Humanism was a revolutionary philosophy back in the 16th century.
But today, when people describe themselves as modern-day humanists in an English-speaking context, it’s often because they’re bashing feminism, anti-racism and any kind of religion, especially Islam. Just because humanism has the word “human” in it doesn’t mean it’s intrinsically more inclusive. It’s a little like claiming to be on the side of good. Who believes they’re on the side of evil? Who are the modern-day “anti-humanists” that humanists oppose themselves to?
Humanism CREATED racism and oppression; it is not a way of working against racism. “Human” is a word with a very dirty history.
Although this source isn’t perfect, it explains how the word “human” has been used historically in such a way as to dehumanise the majority of the inhabitants of the world, and enable imperialism and colonialism:
Please educate yourself further.
Yes, yes, yes, what astrochelonian said.
One of very basis of humanism is the components of “human nature” and (to a certain extent) “state of nature”. This is true of many Enlightenment era theories, and they form the crux of current Western human rights theories and policies.

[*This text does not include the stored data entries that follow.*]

PR #982, opened 2016-05-13
etcd refactor, more granular tasks for etcd. renamed top level playbooks

stephenrlouie:
The first of the roles to undergo a refactor to be more like [openstack-ansible] (https://github.com/openstack/openstack-ansible). Granular roles to enable more top level playbooks to be made such as `upgrade.yml` `uninstall.yml`, etc. This breaks down the few task files into more granular files. Renamed the top level playbooks to be more descriptive, once we have more playbooks at the top level we should use something like #967 to organize the top level directory. The current issue is roles are made for a first time deployment and that is it, the role structure did not leave much room for modification / reuse in other scenarios.

The end state is to deploy each role like a 'micro-service' that has granular control so one can spin up, spin down, individual roles without having damaging effects across the cluster. All the roles should be broken down in a similar way, and broken out into their own repos. The ansible folder could have a repo called kube-ansible, or [kube-deploy] (https://github.com/kubernetes/kube-deploy), and each role will have its own repo that will get pulled in by kube-deploy as specified in a [requirements file] (https://github.com/openstack/openstack-ansible/blob/master/ansible-role-requirements.yml).

- Validated on Virtualbox: CoreOS & CentOS

Could you all take a glance and provide feedback? I think contrib/ansible needs to start taking steps in this direction if we want it to be usable for production deployments and be plug-able for future deployment.

CC @danehans @eparis @adamschaub @ingvagabund


stephenrlouie:
CC @danehans

danehans:
@stephenrlouie can you ping the os-ansible community to understand why they decided to repeat the role name under tasks? I prefer dropping the role name within the tasks, similar to how Kolla names their tasks. Check out this [example](https://github.com/openstack/kolla/tree/master/ansible/roles/heat/tasks).

stephenrlouie:
@danehans 

OS-ansible prefixes the plays for readability when plays are passing by and clarity when a single role might have multiple items its handling like this [os-neutron repo] (https://github.com/openstack/openstack-ansible-os_neutron/tree/master/tasks). It has prefixes neutron, nuage, ovs, plumgrid.

I should rename `etcd-configure-firewalld.yml` to `firewalld-configure`  and iptables. That kind of convention makes more sense to me.

stephenrlouie:
@danehans updated plays names / structure with the second commit. Will squash if we see those changes as reasonable.

ansible/roles/etcd/tasks/install.yml
```diff
@@ -0,0 +1,18 @@
+---
+- name: Install etcd
+  action: "{{ ansible_pkg_mgr }}"
+  args:
+        name: etcd
+        state: latest
+  notify:
+    - restart etcd
+  when: not is_atomic and ansible_distribution != "Ubuntu" and not is_coreos
```
eparis: not saying you need to fix it here, but it seems like this test should be somehow just a `when: etcd_source_type == "package-manager"`     If you ever stumble into this code again.

eparis:
rebase needed.

ansible/roles/etcd/tasks/install.yml
stephenrlouie: ^ that broke on CentOS

ansible/deploy.sh
```diff
@@ -16,4 +16,4 @@
 
 inventory=${INVENTORY:-inventory}
 
-ansible-playbook -i ${inventory} cluster.yml $@
+ansible-playbook -i ${inventory} deploy.yml $@
```
ingvagabund: ``deploy-cluster.yml`` would be more appropriate. Although, in future the deployment scripts will get migrated under ``kubernetes/kube-deploy``, ansible scripts can provide additional functionality, e.g. collection of logs from cluster nodes.

ingvagabund:
As ``ansible/setup.sh`` is the main entry point and already in use, we should be careful when renaming it. I would suggest to rename any entry point or global variable once the repository gets migrated into ``kubernetes/kube-deploy`` repository.

ansible/roles/etcd/tasks/install.yml
ingvagabund: what got broken? ``etcd_source_type`` is not defined on CentOS? If so, please open a PR for it and reference it here. This needs to be fixed. I can imagine other values for ``etcd_source_type`` such as installation of the packages from the latest build in distribution builder not yet pushed to stable (e.g. ``etcd_source_type == "distribution_builder"``). On Fedora it makes sense to install etcd from rawhide build. I have already use case for this for docker.

ansible/roles/etcd/tasks/install.yml
```diff
@@ -0,0 +1,18 @@
...
+
+- name: Force etcd_source_type to github when packages are not available
+  set_fact:
+    etcd_source_type: "github-release"
```
ingvagabund: What about to generalize the concept and introduce ``package_source_type``? It could be set in ``pre-ansible`` role. Of course, ``etcd_source_type`` could be still defined to provide higher refinement.

ansible/roles/etcd/tasks/main.yml
```diff
@@ -1,52 +1,4 @@
...
-
-- include: coreos.yml
-  when: is_coreos
-
-- include: firewalld.yml
-  when: has_firewalld
-
-- include: iptables.yml
-  when: not has_firewalld and has_iptables
+- include: install.yml
```
ingvagabund: NL after install.yml

ansible/roles/etcd/tasks/main.yml
```diff
@@ -1,52 +1,4 @@
...
+- include: configure.yml
```
ingvagabund: NL after configure.yml

ansible/roles/etcd/tasks/start.yml
```diff
@@ -0,0 +1,5 @@
+---
+- include: etcd-start.yml
+  when: not is_coreos
```
ingvagabund: NL after ``is_coreos``

ansible/roles/etcd/tasks/upgrade.yml
```diff
@@ -0,0 +1,3 @@
+---
+
+- name: Test Update
```
ingvagabund: What is a purpose of this task?

ansible/roles/etcd/tasks/etcd2-start.yml
```diff
@@ -0,0 +1,7 @@
+---
+- name: CoreOS | Enable etcd2
+  service: name=etcd2 enabled=yes
```
ingvagabund: Make this conditional? Introduce ``enable_services: true|false`` in ``group_vars/all.yml``? When I run the ansible in CI environment, the cluster is destroyed right after it is used. Thus, no need to enable/disable any service. This will not save much time but it could decrease dependency on systemd.

ansible/roles/etcd/tasks/etcd2-configure.yml
```diff
@@ -11,10 +11,3 @@
 - name: CoreOS | Write etcd config file
   template: src=etcd.conf.j2 dest=/etc/etcd/etcd.conf
   notify: restart etcd2
```
ingvagabund: Based on this [1], restart etcd2 should not work as etcd2_started is not defined any more in this task block. From ``ansible/roles/etcd/handlers/main.yml +11``:

```
- name: restart etcd2
  service: name=etcd2 state=restarted
  when: etcd2_started.changed == false
```

[1] http://docs.ansible.com/ansible/playbooks_intro.html#handlers-running-operations-on-change

ingvagabund: From [2] citing: "Registered variables are valid on the host the remainder of the playbook run, which is the same as the lifetime of “facts” in Ansible."

So once defined they live forever. However, ``etcd2_started`` is defined in ``start.yml`` after it is used.

[2] http://docs.ansible.com/ansible/playbooks_variables.html#registered-variables

ansible/roles/etcd/tasks/etcd-configure.yml
```diff
@@ -0,0 +1,12 @@
+---
+- name: Write etcd config file
+  template: src=etcd.conf.j2 dest=/etc/etcd/etcd.conf
+  notify:
+    - restart etcd
```
ingvagabund: The same here. ``restart etcd`` handler has ``when`` condition with ``etcd_started.changed``. Again, the register variable is not defined at the time of execution of the handler.

ansible/roles/etcd/tasks/upgrade.yml
stephenrlouie: did not mean to commit. Was just there to toy around with potentially updating.

ansible/roles/etcd/tasks/etcd2-configure.yml
stephenrlouie: @ingvagabund I see your point. I guess the fix would be just to have `start.yml` called before `configure.yml` [here] (https://github.com/stephenrlouie/contrib/blob/etcd-ref/ansible/roles/etcd/tasks/main.yml#L4-L6)

I believe this would resolve the `etcd2.started` and `etcd.started` handler issue. But feels sloppy to me.

This should work as is since the configuration is put in place before we start it, so it shouldn't require a restart. A more pressing concern would be when you want to run a reconfigure play or an upgrade play. You need to make sure that handler gets called properly. I'm not sure what would be optimal, keep that condition on the handler and make sure its called on a reconfigure or upgrade, or remove that condition and always restart when that handler is called?

Advice on the best choice would be appreciated @danehans @eparis @ingvagabund

ansible/roles/etcd/tasks/install.yml
stephenrlouie: We use `source_type` [numerous times] (https://github.com/kubernetes/contrib/search?utf8=%E2%9C%93&q=source_type) in the project. I'll use that for now. If we need more granularity down the road each instance of `source_type` can be prepended by its service or package name.

ansible/roles/etcd/tasks/etcd2-start.yml
stephenrlouie: Added it to the `etcd/defaults/main.yml`, set to true. I don't think it should belong in the top level group_vars. But very easy to overwrite if its useful to optionally skip it.

ansible/roles/etcd/tasks/start.yml
stephenrlouie: addressed it

ansible/roles/etcd/tasks/etcd2-configure.yml
stephenrlouie: [this] (https://github.com/stephenrlouie/contrib/blob/etcd-ref/ansible/roles/etcd/tasks/install.yml#L7-L8) is also in the same place, etcd.started is not set when this is called

ingvagabund: ``restart etcd`` handler exists to make the deployment script idempotent.

* When running the role on vanilla cluster, etcd is not installed (thus not running). Running ``Start etcd`` task sets ``etcd_started.changed`` to ``true``. Before the ``etcd`` role ends, handlers are checked. As ``etcd_started.changed`` is not ``false``, ``restart etcd`` handler is not called.
* When running the role on a cluster with etcd installed and running, ``Start etcd`` task sets ``etcd_started.changed`` to ``false``. Thus, the ``restart etcd`` handler is called.

To run the ``restart etcd`` handler at all, ``Start etcd`` has to be run at the first place. So if you run ``install`` and/or ``etcd-configure`` without ``etcd-start``, the handler is not usable. At the same time you need to restart the etcd service if you change configuration file or update to newer version of etcd. So the ``restart etcd`` must be independent of ``Start etcd`` task.

Thus, instead of keeping ``restart etcd`` conditional, I suggest:

* make the ``restart etcd`` handler unconditional
* introduce new ``etcd_modified`` variable in ``defaults/main.yaml`` set to ``false`` by default
* if any of ``install-etcd`` and ``configure-etcd`` (and its equivalents) gets invoked, ``etcd_modified`` variable gets set to ``true``
* at the end of ``tasks/main.yml`` we will test if ``etcd_modified`` is ``true`` and ``etcd_started.changed`` is ``false``. If so, ``restart etcd`` gets notified and called.

ansible/roles/etcd/tasks/etcd2-start.yml
ingvagabund: Fair enough

ansible/roles/etcd/tasks/etcd2-configure.yml
stephenrlouie: Ended up making a new play file for `etcd_restart.yml` and `etcd2_restart.yml` since I am conditionally calling them once at the end of main and not using it like handlers should be used.

ingvagabund:
> The end state is to deploy each role like a 'micro-service' that has granular control so one can spin up, spin down, individual roles without having damaging effects across the cluster.

That is reasonable. Each testing scenario can require different roles. E.g. I don't need to have etcd installed if I want to run smoke test on "kubernetes way" installed docker (though it can already done).
Anyway, it brings me the idea of running tests on individual roles "just" to test the pipes (smoke tests in individual parts to discover regression before running the "full" test). Each smoke test can run on different OS.

> All the roles should be broken down in a similar way, and broken out into their own repos.

Not sure if it is worth introducing new repos (or submodules) at this point. First, I would like to have a list of possible other scenarios for reusing the roles before we decide if it has benefit. Can you more elaborate on benefits of introducing new repo for each role?

> The ansible folder could have a repo called kube-ansible, or kube-deploy, and each role will have its own repo that will get pulled in by kube-deploy as specified in a requirements file.

ansible/roles/etcd/handlers/main.yml
```diff
@@ -4,11 +4,9 @@
 
 - name: restart etcd
```
ingvagabund: No longer needed if the ``restart etcd`` is triggered at the end of ``tasks/main.yml``

ansible/roles/etcd/handlers/main.yml
```diff
@@ -4,11 +4,9 @@
...
   service: name=etcd state=restarted
-  when: etcd_started.changed == false
 
 - name: restart etcd2
```
ingvagabund: No longer needed if the ``restart etcd`` is triggered at the end of ``tasks/main.yml``

stephenrlouie: removed

ansible/roles/etcd/handlers/main.yml
stephenrlouie: removed

stephenrlouie:
@ingvagabund Regarding your comment. I was looking at large ansible projects and used [openstack] (https://github.com/openstack?utf8=%E2%9C%93&query=ansible) as a reference. 

I talked to some folks on the openstack-ansible IRC and they recently went through this explosion of repos because one repo was hard to manage. Multiple repo's made it more approachable for a dev who needs to learn the role, make changes, commit, merge into individual repo's as opposed to one large one. No one had examples of workflows that have been made better because of multiple repo's, but the separate repo's forces isolation on the roles and hopefully means you could cherry-pick a combination of roles that you want in your deployment.

stephenrlouie:
I'll squash commits once I get a LGTM.

ingvagabund:
@redhat-k8s-bot test please

ansible/roles/etcd/tasks/install.yml
```diff
@@ -0,0 +1,26 @@
...
+  action: "{{ ansible_pkg_mgr }}"
+  args:
+        name: etcd
+        state: latest
+  when: etcd_source_type == "package-manager" 
+ 
+- name: Set the etcd_modified fact to true 
+  set_fact:
+    etcd_modified: true
+  when: etcd_source_type == "package-manager"
```
ingvagabund: It makes sense to set the ``etcd_modified: true`` only for ``package-manager`` as installing etcd from github just downloads the binary without any service file. So really nothing to [re]start.

ingvagabund:
@stephenrlouie LGTM, please squash.

stephenrlouie:
rebased

ingvagabund:
@redhat-k8s-bot test please

ingvagabund:
Error not related to the PR.

ingvagabund:
> I talked to some folks on the openstack-ansible IRC and they recently went through this explosion of repos because one repo was hard to manage. Multiple repo's made it more approachable for a dev who needs to learn the role, make changes, commit, merge into individual repo's as opposed to one large one.

Atm, there are 13 roles. When the number of roles grows it make sense to do that. On the other hand, breaking the roles into separate repositories increase the chance that something gets broken.

> No one had examples of workflows that have been made better because of multiple repo's, but the separate repo's forces isolation on the roles and hopefully means you could cherry-pick a combination of roles that you want in your deployment.

That is a valid argument. There are already existing repositories. What about to see their current state and combine solutions?

stephenrlouie:
> Atm, there are 13 roles. When the number of roles grows it make sense to do that. On the other hand, breaking the roles into separate repositories increase the chance that something gets broken.

Agreed, not sure when the right time is. But I assume its easier to make the change sooner than later.

> That is a valid argument. There are already existing repositories. What about to see their current state and combine solutions?

They use a [requirements file] (https://github.com/openstack/openstack-ansible/blob/master/ansible-role-requirements.yml) and run a [script] (https://github.com/openstack/openstack-ansible/blob/master/scripts/bootstrap-ansible.sh) to fetch all the roles and versions of the roles that you want. Even though it is a chore to separate out the roles, I like how they can cherry-pick any roles and any versions of those roles that they want. Definitely way more plug-able and consistent as compared to contrib/ansible

danehans:
openstack-ansible uses a requirements [file](https://github.com/openstack/openstack-ansible/blob/master/ansible-role-requirements.yml) similar to godep/govendor to manage the dep roles. I think separate repos for roles and a "master" repo that contains plays and the dep logic to pull in the appropriate roles is the best approach.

But the definitions of “human nature” used at the time were actually definitions which made out Africans and Asians to be savage, primitive and barbaric peoples, in need to have social order implemented for their own good, and forced to “become” more human.
Edit: although I will hold my reservations on if humanism itself formed racism. That entire era of Western political thought was completely bent towards justifying colonialism, so almost every aspect of thought, from scientific to political theories, was used as a weapon for this purpose.
And when people say they “want to be treated like human beings” as if we should all agree about what that means?
That definition precedes what they understand to be “disrespectful” though.
He/she said x to me, therefore, he/she doesn’t think of me as a “human being.”
Feminism is the radical notion that woman are “people”? Read: human?
Kindof a reductive definition that can become problematic in a world where men are framed as the default “people.”
I want everyone to rethink the lot of these terms and our language and these concepts and these attitudes.
This is why I almost never frame analysis of problems on those terms.